Some good targets there! @Tanager 101 would probably have a better answer to these, but he might be busy so I guess my reply will have to do until then 😂 Some of these are going to be impossible as you mentioned, a couple difficult, and some pretty easy.

AM Black Duck - usually one or two stick through the summer at Shiawassee or along the coast.

Ruffed Grouse - yeah...there's only one spot I know of about a half hour from Bay City, and no consistent reports throughout the summer months. Might be pretty tough.

Woodcock. They're there! Just not calling as much, so you'd pretty much have to flush one.

Cuckoos. They breed in the area, especially around Shiawassee, but again, they're secretive, so you've got to get lucky.

Whip-poor Will. Really very uncommon in the area. I don't know if you'd be able to go, but they're regularly reported calling at Tuttle Marsh further north in Iosco County.

Herring Gulls should be ez at Bay City Sp. Lots of good photo ops there!

Black Terns - should be a few hanging around Shiawassee.

Common Loon - sadly a bit too far south for breeding birds. Further north you might get lucky, but I'm not sure of an exact location.

Least Bitter - they're there, but as with all bitterns, luck will be required! Might be easier to at least hear one if a night trip can be planned.

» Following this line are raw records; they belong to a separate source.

PR #2609, opened 2021-03-30
fix: ArrayToDict checks for empty and odd-sized arrays

kristinclemens:
Adds a check to ensure that we're only transforming the array to a dict when the array has an even number of entries.


BreakBB (approved):
Looks fine to me 😁 Can you explain why this is needed?

kristinclemens:
> Looks fine to me 😁 Can you explain why this is needed?

It's bugged, by otherwise not _needed_ currently. It'll just prevent someone in the future from using it and expecting it to work as one would expect, when in reality it breaks on empty arrays _and_ the error message is wrong, hah.

PR #3953, opened 2022-08-18
Correct readme.md

hugelol:
Modified the readme.md since i got trouble for my first contribution finding a "nil" value in the translation-files, ther were only "false" when no translation exists.

if this is wrong, could someone explain if i am missing a point here. thanks :)


BreakBB (approved):
Great catch. Thanks for this!

PR #3957, opened 2022-08-23
Adding zones

hugelol:
added a zone i found which was not in the translation and also corrected some names to the standard german in the gameclient.


hugelol:
forgott the other continent, lol

PR #3959, opened 2022-08-23
Added all the subzones and their parents

Logonz:
[3917] = 3688, -- diff both these are "valid" one is a subzone (3688) and one is a zone (3917)
    [3696] = 3522, -- Wrong, points to blades edge but it should be terokkar
    [3845] = 3842, -- wrong? This is not even on the outlands map but is the instance which is pointed to the subzone tempest keep

These three we need to take a look at otherwise i think i've got them dumped correctly and matching the ones we had previously 🙂


BreakBB:
`3917` = Auchindoun and so is `3688` which seems fine to me. Doesn't matter either, as no object or NPC has one of these IDs listed in our DB.

`3696` = [Barrier Hills](https://wowpedia.fandom.com/wiki/Barrier_Hills) which is correct

> The Barrier Hills are located in the northeastern corner of [Nagrand](https://wowpedia.fandom.com/wiki/Nagrand) and northwestern [Terokkar Forest](https://wowpedia.fandom.com/wiki/Terokkar_Forest), forming the border to [Zangarmarsh](https://wowpedia.fandom.com/wiki/Zangarmarsh) in the north and bordering [Shattrath City](https://wowpedia.fandom.com/wiki/Shattrath_City) to the southeast.


`[3845] = 3842` doesn't matter either as no spawn is in our database 🤷🏻

BreakBB (approved):

Logonz:
3696 = [Barrier Hills](https://wowpedia.fandom.com/wiki/Barrier_Hills) which is correct
But it points to 3522 which is blades edge, my export points to terrokar forest which should be correct?

BreakBB:
Yes @Logonz :grin:

Logonz:
Then i think this branch is good enough to merge :)
It should at least be an improvement from before, even if it is not perfect!

BreakBB:
Feel free to do so :grin:

PR #3960, opened 2022-08-23
Update WotLK lookups

EKE00372:
* Rename folder to Wotlk
* Update **items**, **units** and **quest** data, full language based on beta 3.4.0.45189
*extractor buy @qqytqqyt*


EKE00372:
should switch to WotLK brench

PR #3961, opened 2022-08-23
Add Wotlk lookups (full language)

EKE00372:
Add **items**, **units** and **quest** data, full language based on beta 3.4.0.45189
*extractor buy @qqytqqyt*

#3960


qqytqqyt:
Thank you. To add that as suggested we put the data onto a separate folder to not change the existing modules, but the data has been tested against the TBC folder and we did not encounter any errors.
all
The items and npcs in the lookups have been filtered based on the id list in _Questie\Database\Wotlk_ folder. The quest list is unfiltered.
Due to the limitation of the in-game scan (that is dependent on server status), there might be some elements missing but should be very few.

PR #4003, opened 2022-09-01
Fixed the tooltip to allow us to make the lines with a prefix and size

Logonz:
unknown

First one is the new one second is the old one for comparison


Modules/Libs/QuestieLib.lua
```diff
@@ -535,3 +535,114 @@ function QuestieLib.tunpack(tbl)
...
+local font, size = frameObject:GetFont()
+--Chinese? "Fonts\\ARKai_T.ttf"
+objectiveFontString:SetFont(font, size);
+objectiveFontString:Hide()
+
+---Emulates the wrapping of a quest description
+---@param line string @The line to wrap
+---@param prefix string @The prefix to add to the line
+---@param combineTrailing boolean @If the last line is only one word, combine it with previous? TRUE=COMBINE, FALSE=NOT COMBINE, default: true
+---@param splitOnDot boolean @Should we add a linebreak if a dot appears thats not at the end of a line TRUE=NEW ROW, FALSE=NO NEW ROW, default: true
```
BreakBB, line 564: Do we need both parameters if they are true in both usages?

Modules/Libs/QuestieLib.lua
```diff
@@ -535,3 +535,114 @@ function QuestieLib.tunpack(tbl)
...
+---@param desiredWidth number @Set the desired width to wrap, default: 275
+---@return table[] @A table of wrapped lines
+function QuestieLib:TextWrap(line, prefix, combineTrailing, splitOnDot, desiredWidth, questid)
+    if(objectiveFontString:IsVisible()) then print("TextWrap already running... strange, look into pooling the FontString ugh") end
```
BreakBB, line 568: Shouldn't this be a real debug print or something?

Modules/Libs/QuestieLib.lua
```diff
@@ -535,3 +535,114 @@ function QuestieLib.tunpack(tbl)
...
+    --We have to show it or else the functions won't work... But we set the opacity to 0 on creation
+    objectiveFontString:SetWidth(desiredWidth or frameObject:GetWidth() or 275) --QuestLogObjectivesText default width = 275
+    objectiveFontString:Show()
+
+    --Make a linebreak on each "dot" character if there is a space after (don't want it on end of line)
+    local useLine = string.gsub(line, "%. ", "%.%\n")
+
+    objectiveFontString:SetText(useLine)
+    --Is the line wrapped?
+    if(objectiveFontString:GetUnboundedStringWidth() > objectiveFontString:GetWrappedWidth()) then
```
BreakBB, line 583:
```suggestion
    local isLineWrapped = objectiveFontString:GetUnboundedStringWidth() > objectiveFontString:GetWrappedWidth()
    if(isLineWrapped) then
```

Modules/Libs/QuestieLib.lua
```diff
@@ -535,3 +535,114 @@ function QuestieLib.tunpack(tbl)
...
+        local lines = {}
+        local startIndex = 1
+        local endIndex = 2 --We should be able to start at a later index...
+        --This function returns a list of size information per row, so we use this to calculate number of rows
+        local numberOfRows = #objectiveFontString:CalculateScreenAreaFromCharacterSpan(startIndex, strlen(useLine))
+        --print("lineLen", strlen(line))
```
BreakBB, line 589:
```suggestion
```

Modules/Libs/QuestieLib.lua
```diff
@@ -535,3 +535,114 @@ function QuestieLib.tunpack(tbl)
...
+                end
+            end
+            --Change the startIndex to be the new line, and add the line to the lines list
+            startIndex = endIndex - 2
+            endIndex = endIndex
+
+            table.insert(lines, prefix..newLine)
+        end
+        --Hide the fontstring
+        objectiveFontString:Hide()
```
BreakBB, line 639:
```suggestion
        objectiveFontString:Hide()
```

This is quite good to read, no need for a comment

Modules/Libs/QuestieLib.lua
```diff
@@ -535,3 +535,114 @@ function QuestieLib.tunpack(tbl)
...
+        return lines
+    else
+        --Line was not wrapped, return the string as is.
+        --Hide the fontstring
```
BreakBB, line 643:
```suggestion
```

BreakBB (changes requested):
Great and small change. A few minor things came to my eye, nothing important though 😅

Modules/Libs/QuestieLib.lua
Logonz: Why do it this way? Isn't making a local variable with a descriptive name just a comment with more steps? :D Also worse performance because it saves it in memory!

Modules/Libs/QuestieLib.lua
Logonz: Well, i made it general so that we can control these things in other places if we want. While they default to true maybe one would want to not have these behaviors?

Modules/Libs/QuestieLib.lua
Logonz: There are two ways to think here, this should NEVER happen. But if it does it is actually really bad. So if it happens I kind of want to know about it.
But as long as no one changes the function to add a coroutine yield in the middle of it the code is basically "dead".
If we do a regular debug, we might as well remove the entire line for performance :)

Modules/Libs/QuestieLib.lua
BreakBB: I come from a world where comments usually means a descriptive variable/method name is preffered 🤷🏻 But I am totally fine to keep it the way it is and I understand the performance aspect 😁 👍🏻

Modules/Libs/QuestieLib.lua
BreakBB: Sounds fine to me 👍🏻

Modules/Libs/QuestieLib.lua
BreakBB: Why would `Questie:Error("TextWrap already running... Please report this on GitHub or Discord.")` be worse?

Logonz: Ehh didn't think of error :D Yeah then it should be changed!
I always use print when developing for the speed but your idea is better!

BreakBB: > I always use print when developing for the speed but your idea is better!

So do I! :D

PR #4047, opened 2022-09-05
Performance fixes in IsDoable

Logonz:
Performance improvements in IsDoable
A tip is to add a quick escape with an extra cache-list here


Modules/QuestieReputation.lua
```diff
@@ -1,10 +1,13 @@
 ---@class QuestieReputation
+------@field hasFactionChange boolean @true if some faction leveled up since the last QuestieQuest:CalculateAndDrawAvailableQuestsIterative
```
BreakBB, line 2:
```suggestion
---@field hasFactionChange boolean @true if some faction leveled up since the last QuestieQuest:CalculateAndDrawAvailableQuestsIterative
```

Issue #4080, opened 2022-09-09
Stop showing "In Search of Thaelrid" for Horde


Synopt:
## Description
In Wrath, Questie still displays the quest "In Search of Thaelrid" in Darnassus on the map for Horde, however in patch 3.2 it was fixed to be available for Alliance only. 

I've verified this by going to Darnassus on a character who hasn't completed the quest, it wasn't available.

## Wowhead link
https://www.wowhead.com/wotlk/quest=1198/in-search-of-thaelrid

## Questie & WoW version
Version 7.0.2
Wrath 3.4.0 

Please also state if your quest issue is about Classic Era/SoM or TBC.
It's Wrath Classic

Synopt:
I believe this is the line of corrections that enables this quest to show for horde in the first place:

https://github.com/Questie/Questie/blob/master/Database/Corrections/Classic/classicQuestFixes.lua#L625
Since it's linked with this commit about adding it for horde:
https://github.com/Questie/Questie/commit/ecc498ee176e2abef3c4c7b79b7be8ccafc72ba3

I don't know if you're maintaining separate versions for each game type but I'll make a PR to remove it

Synopt:
A method to add specific wotlk corrections is available on the `wotlk-support` branch so I've proposed the fix to that branch instead

PR #4082, opened 2022-09-09
Hide "In Search for Thaelrid" from horde once again

Synopt:
## Issue references

Fixes [4080](https://github.com/Questie/Questie/issues/4080)

## Proposed changes

- Remove the correction that shows "In Search of Thaelrid" to all races

### DIFF
--- a/Database/Corrections/Classic/classicQuestFixes.lua
+++ b/Database/Corrections/Classic/classicQuestFixes.lua
@@ -622,9 +622,6 @@ function QuestieQuestFixes:Load()
         [1193] = {
             [questKeys.specialFlags] = 1, -- #1348
         },
-        [1198] = {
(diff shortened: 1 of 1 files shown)


BreakBB:
Hey @Synopt instead of removing the correction from Classic you should add a replacement to the Wotlk quest fixes. Otherwise the quest will falsely show for Classic Era/SoM.

Synopt:
Ah thanks very much - I was wondering if you could point me at the wotlk corrections file? I was looking for it but couldn't find it

BreakBB:
Oh right, that file is atm only available on the `wotlk-branch`. The wotlk changes are not yet in master

Synopt:
I can PR to that branch instead and you can merge when it's ready 👌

We ain't birders if we can't get you an Osprey, Green Heron, Virginia Rail, or Gallinule 😉 Should be pretty easy.

Short/Long Eared Owls are gone in the summer months, sadly.

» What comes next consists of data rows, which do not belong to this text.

PR #4115, opened 2022-09-13
Performance fixes

Logonz:
This contains a lot...
Improves performance on the readers (Thanks Laumesis!)
Fixes the validators, changes Query to Keys instead of creating a table each time.
Fixes so the CLI runs correctly, also including dockerfiles to run it locally
Performance fixes in Available quest
Emmy fixes


Database/QuestieDB.lua
```diff
@@ -1,31 +1,6 @@
...
----@field objectData table
----@field itemData table
----@field sortKeys table
----@field private private table
----@field private _itemAdapterQueryOrder table @temporary, until we remove the old db funcitons
----@field private _objectAdapterQueryOrder table @temporary, until we remove the old db funcitons
----@field private _questAdapterQueryOrder table @temporary, until we remove the old db funcitons
----@field private _npcAdapterQueryOrder table @temporary, until we remove the old db funcitons
 local QuestieDB = QuestieLoader:CreateModule("QuestieDB")
+QuestieDB.private = QuestieDB.private or {}
```
BreakBB, line 3: Why would that be necessary?

Modules/Libs/QuestieLib.lua
```diff
@@ -590,6 +573,26 @@ objectiveFontString:Hide()
 ---@param desiredWidth number @Set the desired width to wrap, default: 275
 ---@return table[] @A table of wrapped lines
 function QuestieLib:TextWrap(line, prefix, combineTrailing, splitOnDot, desiredWidth, questid)
+    if not objectiveFontString then        
+        if _G["QuestLogObjectivesText"] then -- classic
+            frameObject = _G["QuestLogObjectivesText"] 
+        elseif _G["QuestInfoObjectivesText"] then -- Wotlk Classic
+            frameObject = _G["QuestInfoObjectivesText"]
+        end
```
BreakBB, line 581: In most other files we do these kind of things in the very first lines of a fine and just concat them with `or` to get the last non nil one.

Like `local frameObject = QuestLogObjectivesText or QuestInfoObjectivesText`. Might be applicable here as well?

Modules/Quest/QuestieQuest.lua
```diff
@@ -3,6 +3,8 @@ local IsQuestFlaggedCompleted = IsQuestFlaggedCompleted or C_QuestLog.IsQuestFla
 
 ---@class QuestieQuest
 local QuestieQuest = QuestieLoader:CreateModule("QuestieQuest")
+---@type QuestieQuestPrivate
+QuestieQuest.private = QuestieQuest.private or {}
```
BreakBB, line 7: Same as before, why is this needed?

Modules/Quest/QuestieQuest.lua
```diff
@@ -1291,7 +1297,10 @@ function QuestieQuest:CalculateAndDrawAvailableQuestsIterative(callback)
     local showPvPQuests = Questie.db.char.showPvPQuests
     local showAQWarEffortQuests = Questie.db.char.showAQWarEffortQuests
 
+    --- Fast Localizations
     local autoBlacklist = QuestieQuest.autoBlacklist
+    local hiddenQuests = QuestieCorrections.hiddenQuests
+    local hidden  = Questie.db.char.hidden
```
BreakBB, line 1303:
```suggestion
    local hidden = Questie.db.char.hidden
```

Modules/Quest/QuestieQuest.lua
```diff
@@ -1332,6 +1341,7 @@ function QuestieQuest:CalculateAndDrawAvailableQuestsIterative(callback)
                                 --Draw a specific quest through the function
                                 _QuestieQuest:DrawAvailableQuest(quest)
                             else
+                                --* TODO: How the frames are handled needs to be reworked, why are we getting them from _G
```
BreakBB, line 1344: I fully agree. We are totally flooding the global namespace with our stupid frames

Modules/QuestieInit.lua
```diff
@@ -311,30 +344,31 @@ end
...
-                if type(ret) == "function" then -- continue to next stage, if it was returned by coroutine
-                    ret()
-                end
-            end
-        else
-            Questie:Error(l10n("Error during initialization!"), ret)
-            initFrame:SetScript("OnUpdate", nil)
-            initFrame:SetParent(nil)
-            initFrame = nil
+    local coStatus, coResume = coroutine.status, coroutine.resume
```
BreakBB, line 347: This could also be done outside of the function for even better performance, right?

Database/Classic/classicItemDB.lua
```diff
@@ -1,6 +1,6 @@
 -- AUTO GENERATED FILE! DO NOT EDIT!
 
----@type QuestieDB
+---@class QuestieDB
```
BreakBB, line 3: This should be reverted and I guess our QuestieDB types need a single file

Database/QuestieDB.lua
```diff
@@ -527,60 +510,86 @@ end
...
-    end
-
-    if Questie.db.char.hidden[questId] then
-        if debugPrint then Questie:Debug(Questie.DEBUG_SPAM, "[QuestieDB.IsDoable] quest is hidden manually!") end
-        return false
-    end
+    -- if QuestieCorrections.hiddenQuests[questId] then
+    --     if debugPrint then Questie:Debug(Questie.DEBUG_SPAM, "[QuestieDB.IsDoable] quest is hidden!") end
+    --     return false
+    -- end
```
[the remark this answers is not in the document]
Logonz: Good catch it is important!
The problem is that we check it twice when we calculate available quests but we also use isdoable in other places so it has to be there. Have to either add a hidden check everywhere or check it twice in available

Database/QuestieDB.lua
Logonz: The weirdness i do with the .private is for the ide to be able to understand that it is defined elsewhere and make it actually link the objects together. Because it knows a private field exists but it doesn't otherwise understand what is in it.
It doesn't actually have any impact on the actual running of the code it's purely for the IDE

Modules/Libs/QuestieLib.lua
Logonz: Yeah you are totally right!

BreakBB: Well maybe we can use a better name than `frameObject` which better reflects that we are referencing a default UI Frame?

Logonz:
What is happening here?

The best way to follow what happened is to look first from QuestieInit, Most of the functions it touches has been threaded better but also improved in performance where possible. Some initialization has been restructured but done in a safe way.

The compiler is mostly performance fixes that also had been identified by Laume, Skippers instead of readers are validated through the validators for Item,Quest,Object,NPCs:

Very little logic has been changed from previous mostly just shuffled around / optimized.

Database/compiler.lua
```diff
@@ -1122,53 +1131,135 @@ function QuestieDBCompiler:ValidateItems()
...
+            if (requiredLevel > level) then
+                questLevel = requiredLevel;
+            else
+                questLevel = level;
+                -- We also set the requiredLevel to the player level so the quest is not hidden without "show low level quests"
+                requiredLevel = level;
+            end
+        end
+        return questLevel, requiredLevel
+    end
```
BreakBB, line 1196: This can also be created outside `QuestieDBCompiler:ValidateQuests`

Database/compiler.lua
```diff
@@ -1186,13 +1277,15 @@ function QuestieDBCompiler:GetDBHandle(data, pointers, skipMap, keyToRootIndex,
     handle.stream = stream
 
     if overrides then
+        ---@param id QuestId|ObjectId|ItemId|NpcId
+        ---@param key string
+        ---@return any
         handle.QuerySingle = function(id, key)
```
BreakBB, line 1283: Inline function creation is bad, especially if the function it is created in is called multiple times. Can we extract that function together with all the other `handle.X = function` things below?

Modules/Quest/QuestieQuest.lua
```diff
@@ -1279,65 +1287,65 @@ function _QuestieQuest:GetQuestIcon(quest)
...
 
----@type Ticker?
-local timer
-function QuestieQuest:CalculateAndDrawAvailableQuestsIterative(callback)
-    Questie:Debug(Questie.DEBUG_INFO, "[QuestieQuest:CalculateAndDrawAvailableQuestsIterative] PlayerLevel =", QuestiePlayer.GetPlayerLevel())
-
-    -- Localize the variable for speeeeed
-    local debugEnabled = Questie.db.global.debugEnabled
+--? Creates a localized space where the local variables and functions are stored
+do
```
BreakBB, line 1291: Why is this needed? 🤔 

Top level logic is scary

Modules/Journey/QuestieJourney.lua
```diff
@@ -113,19 +117,23 @@ function QuestieJourney:IsShown()
 end
 
 function QuestieJourney:ToggleJourneyWindow()
-    if (not isWindowShown) then
-        PlaySound(882)
+    if QuestieJourneyFrame then
```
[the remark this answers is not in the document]
Logonz: With the current yielding there is a case of questie still initializing and someone clicking the minimap button

Modules/Libs/QuestieLib.lua
```diff
@@ -590,34 +573,52 @@ objectiveFontString:Hide()
 ---@param desiredWidth number @Set the desired width to wrap, default: 275
 ---@return table[] @A table of wrapped lines
 function QuestieLib:TextWrap(line, prefix, combineTrailing, splitOnDot, desiredWidth, questid)
-    if(objectiveFontString:IsVisible()) then Questie:Error("TextWrap already running... Please report this on GitHub or Discord.") end
+    if not textWrapObjectiveFontString then
+        --                    Classic                          Wotlk Classic
+        textWrapFrameObject = _G["QuestLogObjectivesText"] or _G["QuestInfoObjectivesText"]
```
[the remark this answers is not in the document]
Logonz: The reason i did i this way is because if we put it in root we also need to support it in the CLI, thought it was prettier to just do it within the function as it is pretty static. Or am i misunderstanding the question? :D

Database/compiler.lua
Logonz: It is only used in here so id rather not have it outside

Database/compiler.lua
Logonz: Well maybe, but i think that it is outside of the scope of this PR, this is the way Aero did it way back and i just added some Emmy for it and some performance changes.

Modules/Quest/QuestieQuest.lua
Logonz: I don't really understand?
The do block is used to not enable anything outside of it to be able to modify the timer variable which was more global before.
The only logic that escapes the do-block scope is the actual function that gets created into QuestieQuest but the local function and variable are only available within scope by design.

Modules/Journey/QuestieJourney.lua
```diff
@@ -41,17 +41,21 @@ QuestieJourney.questCategoryKeys = {
     EVENTS = 7,
 }
 
-function QuestieJourney:Initialize()
+
+---@param yield boolean?
+function QuestieJourney:Initialize(yield)
```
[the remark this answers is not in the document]
Logonz: Fixed

Database/compiler.lua
Logonz: furthermore a much nicer way of fixing this is in the refactor/DB branch, so i made a ticket for it and we'll fix it in there.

Eastern Screech-Owls are there, but not calling much. You'll have to get lucky.

Wood Thrush and Veery should be possible with some searching, but most likely will be heard rather than seen.

Marsh Wren and YBSA and pains to photograph, however they will both be easy to find, and with some luck ya might be able to get some decent shots.

Alder Flycatcher - pretty uncommon, but might get lucky and find a singing one.

Prothonotary Warbler - should have a pretty good shot at these on one trail at Shiawassee!

Sadly, the remainder of your warblers are all either too far north or south, or only migrate through in spring and summer.  Golden-winged and Chestnut Sided are very infrequently reported, but we might be able to find one with some diligent searching. I wouldn't count on it though.

Broad-winged Hawk. I could be wrong, but these are going to be hard to get. Only place they've been reported (And still infrequently) in the summer is further west in Midland county.

Henslow's Sparrows are pretty rare, with no consistent reports. Grasshopper might be more abundant relatively speaking, but hard to find.

Purple Finches unfortunately are more of a fall-winter-spring bird in that area.

Oh yeah, Ovenbird. A bit more frequently reported than the other warbs, but still going to be pretty tough. Might get lucky at the Chippewa Nature Center or Shiawassee, though.

Rose-breasted Grosbeak-should be pretty easy to find a singing bird or something. Scarlet Tanager is going to be a little trickier.

Bobolink - should be able to get 'em at Shiawassee.

Eastern Towhee - a pain to find in the summer, especially in a kind of underbirded area such as Saginaw/Bay counties. @Tanager 101 might have some local expertise, though.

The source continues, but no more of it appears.